→ **DESCRIPTION OF THE TASK**
The lines from the first line of the entries through the line containing "PR #257, opened 2020-04-02" are to be repeated exactly, with both of those lines included.

[Collected data entries]
####

PR #249, opened 2020-01-04
Fix Create Acc with capital first letter

mifrgr:
Server sends email/username convert to lowercase (thanks Kirmmin) to the server, so the change will create a username/email withcomplete lower letters


Fabi:
What about creating triggers that auto lowercase on insert at sql server side?

mifrgr:
For me it seems the easiest way, with at less code changes as possible, so it would be easy to overview the pr and merge it. It works and it is similar to the way it works on the client ( where you can input capital letters and the client convert it to lowercase before it send it to the server) I'm pretty sure there are other ways to solve it, but I thought this has the most cost-effectiveness

Rawaho:
I tried to rebase this for you.
Was throwing permission denied, you'll need to do this yourself.

PR #257, opened 2020-04-02
Map/Zones: Zone Change Client packet

kirmmin:
I was tired of seeing `063A` pop up constantly and with no clue what it meant 😛 Now this makes sense. I haven't hooked any functionality up to it, but would be a good indicator when we want to apply scripts when a Player is in a certain area, like the gravity effect modifier for The Loftite Cliffs. Or, trigger a Challenge, for example.


Rawaho:
This packet was deliberately ignored and will probably stay that way.
While having the empty handler is good to prevent to spam in the console we shouldn't rely on it to trigger events as it comes from the client.
We already have a hook at the server that notifies when the player changes zone using the base maps.

kirmmin:
Absolutely agree with you :) I mainly wanted to stop the notifications, and was just a suggestion on how we could use Client calls to help in server development to confirm or deny certain assumptions (when in Debug mode, for example).
Feel free to decline this PR if you don't wish to apply it, just thought it would be good one to "figure out" so that the spam could somewhat be reduced 😄

PR #260, opened 2020-04-06
Spell/Effects: Stealth, Cooldown and ForceRemove - WIP

kirmmin:
This has a rudimentary implementation of "Status Effects" for a World Entity. I believe it can be expanded on without much work, but some pointers would help because I was a little lost about how best to implement this type of logic without spending many cycles figuring out what statuses to apply or remove.


kirmmin:
Did some further investigation of the Stealth passives. They all have Proc effects which trigger the ability to be removed when the Player casts abilities. Obviously, I didn't include Procs as part of this PR, but the WS Spell system relies on Procs _a lot_ to do this type of stuff, so it might be something that we'll want to add in sooner rather than later.

kirmmin:
Marking as WIP so I can implement Cooldown modifier types properly.

(This note is mainly for myself :P )

PR #261, opened 2020-04-11
Cinematics/Core: Initial implementation

kirmmin:
- Includes Novice Tutorial starting Cinematic for both Factions
- Includes Exile cinematic for the Combat step of the Novice Tutorial

I wrote this after finally getting some packets working from the Novice Tutorial zone. It's a complicated thing to write a system for, because there are many different cinematics, and requires a lot of parsing to get the information out - then manual entry. The way I've implemented this does lend itself to being able to generate scripts for it, though that might not be something we want to do in the short term as we test out different cinematic scenarios.
You can see the Exile one on this example I stuck on YouTube: https://youtu.be/sCqCJUFmcOU (Skip to around 1m35s).

This is something that will need iteration (and likely a bunch of tidying). I'd appreciate any reviews that would help clean this up.


Source/NexusForever.WorldServer/Game/Cinematic/GlobalCinematicManager.cs
```diff
@@ -0,0 +1,26 @@
...
+namespace NexusForever.WorldServer.Game.Cinematic
+{
+    public class GlobalCinematicManager : Singleton<GlobalCinematicManager>
+    {
+        /// <summary>
+        /// Id to be assigned to the next Actor
+        /// </summary>
+        public uint NextCinematicId => nextCinematicId++;
+
+        private uint nextCinematicId = 1073743000;
```
Ness199X, line 12: What is this magic number?

Source/NexusForever.WorldServer/Network/Message/Handler/CharacterHandler.cs
```diff
@@ -294,11 +294,11 @@ public static void HandleCharacterCreate(WorldSession session, ClientCharacterCr
                     });
                 }
 
-                //TODO: handle starting locations per race
-                character.LocationX = -7683.809f;
-                character.LocationY = -942.5914f;
-                character.LocationZ = -666.6343f;
-                character.WorldId = 870;
+                //TODO: handle starting locations per race - this is set to the Novice Tutorial zone
```
Ness199X: Might be a good opportunity to hook up different start locations based on novice/veteran start

PR #263, opened 2020-04-12
Implementation of Residence Flags settings.

myyanf:
Implements the flags for hiding ground clutter and neighbor skyplots.

### DIFF
--- a/Source/NexusForever.WorldServer/Network/Message/Model/ClientHousingFlagsUpdate.cs
+++ b/Source/NexusForever.WorldServer/Network/Message/Model/ClientHousingFlagsUpdate.cs
@@ -1,0 +1,23 @@
+﻿using NexusForever.Shared.Network;
+using NexusForever.Shared.Network.Message;
+using NexusForever.WorldServer.Game.Housing.Static;
+using NexusForever.WorldServer.Network.Message.Model.Shared;
+using System;
+
+namespace NexusForever.WorldServer.Network.Message.Model
+{
+    [Message(GameMessageOpcode.ClientHousingFlagsUpdate)]
+    public class ClientHousingFlagsUpdate : IReadable
+    {
+        public TargetPlayerIdentity Identity { get; } = new TargetPlayerIdentity();
+        public ResidenceFlags Flags { get; private set; }
+        public uint Unknown0 { get; private set; }
+
+        public void Read(GamePacketReader reader)
+        {
+            Identity.Read(reader);
+            Flags = reader.ReadEnum<ResidenceFlags>(3u);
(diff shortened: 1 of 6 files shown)


Source/NexusForever.WorldServer/Network/Message/Model/ClientHousingFlagsUpdate.cs
```diff
@@ -0,0 +1,23 @@
...
+    public class ClientHousingFlagsUpdate : IReadable
+    {
+        public TargetPlayerIdentity Identity { get; } = new TargetPlayerIdentity();
+        public ResidenceFlags Flags { get; private set; }
+        public uint Unknown0 { get; private set; }
+
+        public void Read(GamePacketReader reader)
+        {
+            Identity.Read(reader);
+            Flags = reader.ReadEnum<ResidenceFlags>(3u);
```
Rawaho: Where do the 3 bits come from?
Having a look at the packet writer in the client just shows the player identity and a uint32

Rawaho (changes requested):
Looks good, just a small query about the packet structure.

Source/NexusForever.WorldServer/Network/Message/Model/ClientHousingFlagsUpdate.cs
myyanf: So I can't say I have a good answer for where they come from as I'm just structuring this off of packet data and a guess, and not off of anything more useful. However, if I change this to just read the identity and read Flags with reader.ReadEnum<ResidenceFlags>(32u), I get the following message from the server (develop branch with only this PR added in):
[WARN][Session] Failed to read entire contents of packet ClientHousingFlagsUpdate
So I had assumed the three extra bits were the flag, and the uint32 was something else unknown at this time.
I'll be more than happy to switch this around so that the flags enum is read as 32bit, but unless I'm missing something obvious (and I well might be), I'd still need to read in the 3 bits to avoid the warning message. Any pointers on how to proceed would be appreciated.
Thanks much for your help and feedback.

kirmmin: @myyanf: https://gist.github.com/kirmmin/2eab3aeb4b98420cca5effe812677ca7 - This is the full packet handler from the client. I haven't dug into which value is which, but this should help you check.

Rawaho: I'm guessing the values are harvest and garden split related.
This packet is sent from SetNeighborHarvestSplit and SetNeighborGardenSplit as well.

PR #264, opened 2020-04-12
Social/Emotes: Fix invisible units, animations and targeting

kirmmin:
This fixes some of the bugs reported by community members around emotes. Namely: 
- no "targeting" support - where it would say "Soandso points at you." / "Soandso points at Thingy.".
- no animations played to other Players.
- certain emotes (usually ones without animation) would make the Player who used it invisible to other players until they did an emote that made them visible (usually one with an animation).

This also adds basic model animation support to spells. I have a feeling that this is probably not the full picture, but it works as a first step into having the entity animations on/during spells. Most of them already work, but there are some where the entity is crying or cheering, for example, that wasn't visible to other Players before now.


Rawaho:
I would say this is now mostly implemented in a53c2129171a8894ff81bd1a4ff58e5abcee61b2.
The main thing missing is the visual effects on spells, this needs additional work on the expedition branch.

PR #266, opened 2020-04-19
Entity/Player: Fix Teleport crash when server is loading target zone

kirmmin:


Rawaho:
A command really should check for the teleport before calling TeleportTo and show the error message to the player.
The TeleportTo should throw an exception.

kirmmin:
@Rawaho: Thanks. I was a little unsure the best way to handle this, but I can convert it to that pretty simply. Give me a few :)

kirmmin:
~Updated. Thanks for the quick review.~

Edit: Thought of another way of Teleporting. 1 moment.

kirmmin:
Updated. Again. Should be good now ;)

PR #269, opened 2020-04-22
Housing/Core: Remove Residence on Character Delete

kirmmin:


Source/NexusForever.WorldServer/Game/Housing/ResidenceManager.cs
```diff
@@ -144,7 +155,8 @@ public void RegisterResidenceVists(ulong residenceId, string owner, string name)
         /// </summary>
         public void DeregisterResidenceVists(ulong residenceId)
         {
-            visitableResidences.Remove(residenceId);
+            if (visitableResidences.ContainsKey(residenceId))
+                visitableResidences.Remove(residenceId);
```
Rawaho: You do not need to check for existence before removal, remove can be called safely even if the residence doesn't exist

Rawaho (changes requested):

Source/NexusForever.WorldServer/Game/Housing/ResidenceManager.cs
kirmmin: Removed the unnecessary check. Thanks for the pointer.

PR #271, opened 2020-04-22
Spells/Core: Basic Continuous Casting support

kirmmin:


kirmmin:
This is replaced by [spells-v2 branch](/NexusForever/NexusForever/tree/spells-v2).

PR #279, opened 2020-04-30
Prerequisite/Checks: Checks Update - April 2020

kirmmin:
- Includes TargetGroup expansion to include TargetGroupType 10 & 11 (which are TargetGroups targeting other TargetGroups) for the existing Creature TargetGroup Cache.
- Includes update for `QuestManager.MeetsPrerequisites` check. The preq_quest values are an OR check.

I went through a bunch of different "numerical range" checks that are listed after my research (https://hackmd.io/@kirmmin/r1DyU2uPI#Prerequisites) and confirmed that all the ones I checked actually inverted GreaterThan/LessThan. It wanted things to be Greater Than or Equal To when Comparison Id 4 was being used. I'm doing my best to make sure I add as much PreReq support as we go, and figured I'd adjust the Enum now and, if we run into issues later, we can investigate. The investigation I did involved over 50 quests through Northern Wilds and Levian Bay.

### DIFF
--- a/Source/NexusForever.WorldServer/Game/AssetManager.cs
+++ b/Source/NexusForever.WorldServer/Game/AssetManager.cs
@@ -1,5 +1,6 @@
 ﻿using System.Collections.Generic;
 using System.Collections.Immutable;
+using System.Linq;
 using System.Reflection;
 using NexusForever.Database.World.Model;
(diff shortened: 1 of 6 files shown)


Rawaho:
Closing as this has been rebased in #466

####

→ **EXERCISE ANSWER**
PR #249, opened 2020-01-04
Fix Create Acc with capital first letter

mifrgr:
Server sends email/username convert to lowercase (thanks Kirmmin) to the server, so the change will create a username/email withcomplete lower letters


Fabi:
What about creating triggers that auto lowercase on insert at sql server side?

mifrgr:
For me it seems the easiest way, with at less code changes as possible, so it would be easy to overview the pr and merge it. It works and it is similar to the way it works on the client ( where you can input capital letters and the client convert it to lowercase before it send it to the server) I'm pretty sure there are other ways to solve it, but I thought this has the most cost-effectiveness

Rawaho:
I tried to rebase this for you.
Was throwing permission denied, you'll need to do this yourself.

PR #257, opened 2020-04-02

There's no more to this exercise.